> _About this exercise_: Would you copy each line of the records that includes the word "maybe"?

---- Exercise material

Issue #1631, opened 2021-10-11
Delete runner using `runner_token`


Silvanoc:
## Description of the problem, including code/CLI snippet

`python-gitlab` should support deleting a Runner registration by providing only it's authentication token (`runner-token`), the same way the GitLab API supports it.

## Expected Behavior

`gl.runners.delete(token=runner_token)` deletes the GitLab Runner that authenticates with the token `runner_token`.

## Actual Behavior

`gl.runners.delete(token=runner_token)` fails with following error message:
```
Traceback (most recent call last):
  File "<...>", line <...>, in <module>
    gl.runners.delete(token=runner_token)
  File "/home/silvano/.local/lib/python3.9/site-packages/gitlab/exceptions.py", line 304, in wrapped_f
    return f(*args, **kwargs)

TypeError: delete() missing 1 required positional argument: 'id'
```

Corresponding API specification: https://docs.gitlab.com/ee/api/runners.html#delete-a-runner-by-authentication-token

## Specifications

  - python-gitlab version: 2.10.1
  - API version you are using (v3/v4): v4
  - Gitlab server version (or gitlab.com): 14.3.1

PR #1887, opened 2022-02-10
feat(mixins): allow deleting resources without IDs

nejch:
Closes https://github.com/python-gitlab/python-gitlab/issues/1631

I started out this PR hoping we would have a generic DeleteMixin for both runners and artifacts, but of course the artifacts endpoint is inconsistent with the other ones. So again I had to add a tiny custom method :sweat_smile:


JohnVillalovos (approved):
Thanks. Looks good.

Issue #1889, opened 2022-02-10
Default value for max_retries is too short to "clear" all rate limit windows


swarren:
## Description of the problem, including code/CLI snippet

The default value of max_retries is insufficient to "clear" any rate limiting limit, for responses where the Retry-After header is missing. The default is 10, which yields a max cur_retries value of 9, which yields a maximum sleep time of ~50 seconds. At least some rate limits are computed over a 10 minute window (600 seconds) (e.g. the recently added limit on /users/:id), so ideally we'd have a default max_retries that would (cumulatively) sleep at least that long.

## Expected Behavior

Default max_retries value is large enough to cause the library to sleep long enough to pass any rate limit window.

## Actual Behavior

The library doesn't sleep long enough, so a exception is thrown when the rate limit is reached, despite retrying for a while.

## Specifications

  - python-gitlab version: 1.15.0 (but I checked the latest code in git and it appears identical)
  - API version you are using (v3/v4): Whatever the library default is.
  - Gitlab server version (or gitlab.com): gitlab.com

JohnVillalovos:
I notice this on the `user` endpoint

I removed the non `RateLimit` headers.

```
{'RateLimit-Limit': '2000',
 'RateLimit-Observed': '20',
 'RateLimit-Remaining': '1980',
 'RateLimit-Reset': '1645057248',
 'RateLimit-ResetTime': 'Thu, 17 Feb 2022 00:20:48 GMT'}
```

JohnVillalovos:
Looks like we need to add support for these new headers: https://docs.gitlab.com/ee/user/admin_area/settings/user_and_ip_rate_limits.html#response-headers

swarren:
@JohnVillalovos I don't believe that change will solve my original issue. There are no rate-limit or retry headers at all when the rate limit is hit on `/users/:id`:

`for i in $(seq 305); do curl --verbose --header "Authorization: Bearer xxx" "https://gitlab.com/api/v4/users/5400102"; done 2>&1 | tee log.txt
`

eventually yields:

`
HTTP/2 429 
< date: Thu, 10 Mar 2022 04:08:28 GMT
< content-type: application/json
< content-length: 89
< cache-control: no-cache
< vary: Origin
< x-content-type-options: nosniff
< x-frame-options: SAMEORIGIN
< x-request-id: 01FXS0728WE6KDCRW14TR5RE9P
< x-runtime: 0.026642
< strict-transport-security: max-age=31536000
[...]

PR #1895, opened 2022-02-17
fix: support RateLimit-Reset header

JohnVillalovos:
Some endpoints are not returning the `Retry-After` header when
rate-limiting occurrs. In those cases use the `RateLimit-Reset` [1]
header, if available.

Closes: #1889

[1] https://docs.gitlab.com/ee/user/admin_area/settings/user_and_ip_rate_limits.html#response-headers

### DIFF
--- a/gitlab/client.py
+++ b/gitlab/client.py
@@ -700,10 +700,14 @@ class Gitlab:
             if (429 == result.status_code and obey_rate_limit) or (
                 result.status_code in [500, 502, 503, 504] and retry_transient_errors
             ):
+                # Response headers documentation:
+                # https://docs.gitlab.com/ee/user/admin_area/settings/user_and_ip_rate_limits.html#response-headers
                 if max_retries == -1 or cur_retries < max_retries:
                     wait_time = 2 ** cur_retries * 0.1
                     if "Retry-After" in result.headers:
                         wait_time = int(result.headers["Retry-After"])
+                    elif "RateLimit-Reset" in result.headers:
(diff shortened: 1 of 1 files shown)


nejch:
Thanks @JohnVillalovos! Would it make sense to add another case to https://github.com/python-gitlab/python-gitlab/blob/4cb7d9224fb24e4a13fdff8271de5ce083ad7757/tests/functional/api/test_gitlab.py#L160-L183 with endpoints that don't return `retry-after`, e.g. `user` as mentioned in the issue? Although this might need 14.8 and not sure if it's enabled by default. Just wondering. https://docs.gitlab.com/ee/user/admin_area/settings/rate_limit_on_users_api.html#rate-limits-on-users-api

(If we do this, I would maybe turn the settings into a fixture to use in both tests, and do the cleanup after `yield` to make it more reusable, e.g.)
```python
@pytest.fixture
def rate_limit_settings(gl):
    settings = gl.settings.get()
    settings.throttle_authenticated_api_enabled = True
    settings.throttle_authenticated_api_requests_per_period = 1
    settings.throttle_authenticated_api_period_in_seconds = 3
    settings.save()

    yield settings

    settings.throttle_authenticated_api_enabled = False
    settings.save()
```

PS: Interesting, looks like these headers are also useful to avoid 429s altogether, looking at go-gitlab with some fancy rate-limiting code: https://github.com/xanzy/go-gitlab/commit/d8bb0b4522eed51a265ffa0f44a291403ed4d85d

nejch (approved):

--------
---- Exercise material

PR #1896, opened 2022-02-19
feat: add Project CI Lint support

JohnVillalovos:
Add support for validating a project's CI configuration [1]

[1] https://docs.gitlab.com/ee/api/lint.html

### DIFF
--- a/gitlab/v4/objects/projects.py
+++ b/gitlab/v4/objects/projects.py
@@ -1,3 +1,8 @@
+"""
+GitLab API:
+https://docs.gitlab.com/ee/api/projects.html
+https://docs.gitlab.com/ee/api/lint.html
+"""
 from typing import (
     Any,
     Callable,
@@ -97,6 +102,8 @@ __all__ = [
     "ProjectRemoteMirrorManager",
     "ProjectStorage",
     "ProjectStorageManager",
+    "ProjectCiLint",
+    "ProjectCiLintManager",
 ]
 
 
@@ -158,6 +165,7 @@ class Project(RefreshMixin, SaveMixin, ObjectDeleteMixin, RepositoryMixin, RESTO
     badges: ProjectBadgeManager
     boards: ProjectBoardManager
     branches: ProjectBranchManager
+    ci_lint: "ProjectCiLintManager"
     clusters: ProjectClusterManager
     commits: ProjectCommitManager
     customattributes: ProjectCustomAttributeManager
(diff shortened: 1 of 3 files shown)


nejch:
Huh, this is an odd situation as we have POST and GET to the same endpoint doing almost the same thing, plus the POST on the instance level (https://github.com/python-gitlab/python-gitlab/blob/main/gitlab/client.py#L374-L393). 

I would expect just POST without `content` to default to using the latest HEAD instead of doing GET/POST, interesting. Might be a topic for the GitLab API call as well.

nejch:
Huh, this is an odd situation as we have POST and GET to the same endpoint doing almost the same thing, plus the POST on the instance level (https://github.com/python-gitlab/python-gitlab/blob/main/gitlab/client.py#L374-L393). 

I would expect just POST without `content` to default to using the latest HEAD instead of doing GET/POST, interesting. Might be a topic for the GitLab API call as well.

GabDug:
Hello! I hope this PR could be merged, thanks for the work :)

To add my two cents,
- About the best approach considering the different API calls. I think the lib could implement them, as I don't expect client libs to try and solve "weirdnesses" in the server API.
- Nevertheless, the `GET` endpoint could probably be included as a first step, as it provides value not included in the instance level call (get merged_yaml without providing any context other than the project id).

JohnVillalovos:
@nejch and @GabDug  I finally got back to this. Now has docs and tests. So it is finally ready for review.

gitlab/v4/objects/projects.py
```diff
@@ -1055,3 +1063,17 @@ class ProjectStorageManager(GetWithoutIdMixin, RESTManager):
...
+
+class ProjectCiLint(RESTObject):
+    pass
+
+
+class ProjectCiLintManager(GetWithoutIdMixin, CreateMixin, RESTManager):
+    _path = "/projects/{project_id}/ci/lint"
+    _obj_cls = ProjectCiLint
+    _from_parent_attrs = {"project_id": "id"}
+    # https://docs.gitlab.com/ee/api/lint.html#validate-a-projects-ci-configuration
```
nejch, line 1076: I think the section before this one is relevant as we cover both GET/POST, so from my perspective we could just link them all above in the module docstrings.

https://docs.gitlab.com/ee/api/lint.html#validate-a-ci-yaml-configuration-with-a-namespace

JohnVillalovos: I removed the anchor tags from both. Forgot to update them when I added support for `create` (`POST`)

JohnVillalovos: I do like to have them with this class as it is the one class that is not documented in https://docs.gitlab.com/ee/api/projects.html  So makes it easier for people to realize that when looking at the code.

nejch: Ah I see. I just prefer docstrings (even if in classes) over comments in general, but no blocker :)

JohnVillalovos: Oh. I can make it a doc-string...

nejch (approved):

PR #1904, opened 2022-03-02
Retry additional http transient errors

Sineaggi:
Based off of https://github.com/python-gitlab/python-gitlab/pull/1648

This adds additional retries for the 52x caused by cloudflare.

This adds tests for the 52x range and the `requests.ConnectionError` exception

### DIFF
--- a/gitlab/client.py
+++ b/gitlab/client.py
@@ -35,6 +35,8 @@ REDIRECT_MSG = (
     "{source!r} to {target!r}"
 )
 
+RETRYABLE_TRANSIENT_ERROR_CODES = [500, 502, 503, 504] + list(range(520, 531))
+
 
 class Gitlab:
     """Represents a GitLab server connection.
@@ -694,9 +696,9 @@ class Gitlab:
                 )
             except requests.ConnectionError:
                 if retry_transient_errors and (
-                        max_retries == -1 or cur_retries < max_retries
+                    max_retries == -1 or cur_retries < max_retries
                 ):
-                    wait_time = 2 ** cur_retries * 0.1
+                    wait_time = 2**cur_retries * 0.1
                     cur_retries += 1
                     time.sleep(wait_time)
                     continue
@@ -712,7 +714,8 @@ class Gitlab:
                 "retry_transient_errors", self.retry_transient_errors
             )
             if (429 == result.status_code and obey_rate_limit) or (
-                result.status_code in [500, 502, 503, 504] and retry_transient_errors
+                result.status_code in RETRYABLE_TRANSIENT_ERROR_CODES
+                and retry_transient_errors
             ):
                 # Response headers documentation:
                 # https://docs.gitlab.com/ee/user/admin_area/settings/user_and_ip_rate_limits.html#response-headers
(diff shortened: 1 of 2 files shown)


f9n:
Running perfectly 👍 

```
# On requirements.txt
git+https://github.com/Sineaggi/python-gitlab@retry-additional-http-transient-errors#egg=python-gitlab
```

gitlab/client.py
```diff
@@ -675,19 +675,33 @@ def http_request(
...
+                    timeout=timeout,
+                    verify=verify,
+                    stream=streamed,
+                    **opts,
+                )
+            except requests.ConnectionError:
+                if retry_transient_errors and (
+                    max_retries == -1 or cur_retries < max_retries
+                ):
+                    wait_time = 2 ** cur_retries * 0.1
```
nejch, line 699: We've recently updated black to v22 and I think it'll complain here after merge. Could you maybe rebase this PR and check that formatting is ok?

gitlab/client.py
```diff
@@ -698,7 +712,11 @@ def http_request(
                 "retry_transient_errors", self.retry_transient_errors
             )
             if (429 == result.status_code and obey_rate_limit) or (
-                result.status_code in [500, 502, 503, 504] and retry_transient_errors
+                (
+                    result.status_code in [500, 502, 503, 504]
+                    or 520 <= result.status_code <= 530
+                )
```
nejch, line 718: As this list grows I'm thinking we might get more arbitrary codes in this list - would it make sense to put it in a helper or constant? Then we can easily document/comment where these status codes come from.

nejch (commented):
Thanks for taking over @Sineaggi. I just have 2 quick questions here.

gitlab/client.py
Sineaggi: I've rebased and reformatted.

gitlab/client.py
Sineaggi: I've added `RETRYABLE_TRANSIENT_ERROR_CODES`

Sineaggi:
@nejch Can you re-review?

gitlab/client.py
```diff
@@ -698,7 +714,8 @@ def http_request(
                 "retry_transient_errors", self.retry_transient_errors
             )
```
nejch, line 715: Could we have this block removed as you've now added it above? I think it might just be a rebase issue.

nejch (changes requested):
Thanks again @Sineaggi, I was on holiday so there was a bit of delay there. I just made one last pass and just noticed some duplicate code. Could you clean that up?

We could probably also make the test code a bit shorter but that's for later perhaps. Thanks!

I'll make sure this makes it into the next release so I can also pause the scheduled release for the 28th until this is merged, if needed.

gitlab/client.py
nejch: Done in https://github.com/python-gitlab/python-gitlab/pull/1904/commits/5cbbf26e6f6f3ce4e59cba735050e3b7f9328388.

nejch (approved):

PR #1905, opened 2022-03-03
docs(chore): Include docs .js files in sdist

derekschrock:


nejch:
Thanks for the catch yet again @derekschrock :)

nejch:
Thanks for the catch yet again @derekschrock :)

--------
---- Exercise material

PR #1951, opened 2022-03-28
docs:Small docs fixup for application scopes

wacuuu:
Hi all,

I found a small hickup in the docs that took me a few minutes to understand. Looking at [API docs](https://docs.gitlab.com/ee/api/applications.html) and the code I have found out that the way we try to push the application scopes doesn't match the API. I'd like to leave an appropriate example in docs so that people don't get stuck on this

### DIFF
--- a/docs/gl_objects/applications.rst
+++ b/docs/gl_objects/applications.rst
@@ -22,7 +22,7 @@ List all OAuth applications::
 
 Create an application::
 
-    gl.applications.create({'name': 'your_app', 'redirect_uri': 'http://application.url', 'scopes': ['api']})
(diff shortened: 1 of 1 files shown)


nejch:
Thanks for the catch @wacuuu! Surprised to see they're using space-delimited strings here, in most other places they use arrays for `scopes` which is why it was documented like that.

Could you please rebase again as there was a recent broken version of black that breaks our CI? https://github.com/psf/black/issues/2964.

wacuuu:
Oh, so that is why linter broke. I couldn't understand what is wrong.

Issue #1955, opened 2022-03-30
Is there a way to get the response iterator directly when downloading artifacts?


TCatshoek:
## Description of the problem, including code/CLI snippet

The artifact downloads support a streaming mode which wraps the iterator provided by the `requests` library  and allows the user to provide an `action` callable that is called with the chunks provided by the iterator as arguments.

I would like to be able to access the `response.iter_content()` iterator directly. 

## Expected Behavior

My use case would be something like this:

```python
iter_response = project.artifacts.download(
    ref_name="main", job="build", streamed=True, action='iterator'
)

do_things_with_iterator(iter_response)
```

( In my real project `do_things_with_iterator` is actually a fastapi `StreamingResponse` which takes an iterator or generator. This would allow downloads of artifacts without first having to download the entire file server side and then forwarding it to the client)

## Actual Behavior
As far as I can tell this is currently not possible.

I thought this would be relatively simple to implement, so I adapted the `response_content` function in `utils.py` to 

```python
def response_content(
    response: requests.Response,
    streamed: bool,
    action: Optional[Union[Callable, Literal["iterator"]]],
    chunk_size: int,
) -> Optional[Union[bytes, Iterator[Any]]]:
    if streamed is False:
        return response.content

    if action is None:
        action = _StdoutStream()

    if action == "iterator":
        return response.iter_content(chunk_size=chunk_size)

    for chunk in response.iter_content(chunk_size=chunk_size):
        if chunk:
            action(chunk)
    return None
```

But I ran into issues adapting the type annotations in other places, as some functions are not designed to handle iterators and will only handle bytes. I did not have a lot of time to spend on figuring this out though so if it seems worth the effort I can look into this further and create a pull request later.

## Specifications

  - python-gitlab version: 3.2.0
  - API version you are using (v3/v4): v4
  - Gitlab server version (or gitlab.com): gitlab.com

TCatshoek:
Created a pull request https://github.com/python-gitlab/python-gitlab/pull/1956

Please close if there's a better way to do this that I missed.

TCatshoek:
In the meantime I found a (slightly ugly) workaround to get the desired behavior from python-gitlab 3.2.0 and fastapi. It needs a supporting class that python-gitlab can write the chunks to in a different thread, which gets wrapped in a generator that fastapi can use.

--------

> _Response below_:
(If we do this, I would maybe turn the settings into a fixture to use in both tests, and do the cleanup after `yield` to make it more reusable, e.g.)
nejch, line 699: We've recently updated black to v22 and I think it'll complain here after merge. Could you maybe rebase this PR and check that formatting is ok?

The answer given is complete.